PR #7005, opened 2020-10-08
feat(accordion): add disabled state to accordion

### LINKED ISSUE #7000: [Accordion] missing disabled state
Accordion needs to have a disabled state.

**Spec:**

Artboard

tw15egan:
Closes https://github.com/carbon-design-system/carbon/issues/7000

Adds in `disabled` state for `Accordion` and `AccordionItem` 

#### Changelog

**New**

- `disabled` prop for `Accordion` and `AccordionItem`

**Changed**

THE PROBLEM — Everything from the line that contains "#### Changelog" to the last line of the entries above should be repeated word for word, both lines included, with no other output.

YOUR SOLUTION —
#### Changelog

**New**

- `disabled` prop for `Accordion` and `AccordionItem`

**Changed**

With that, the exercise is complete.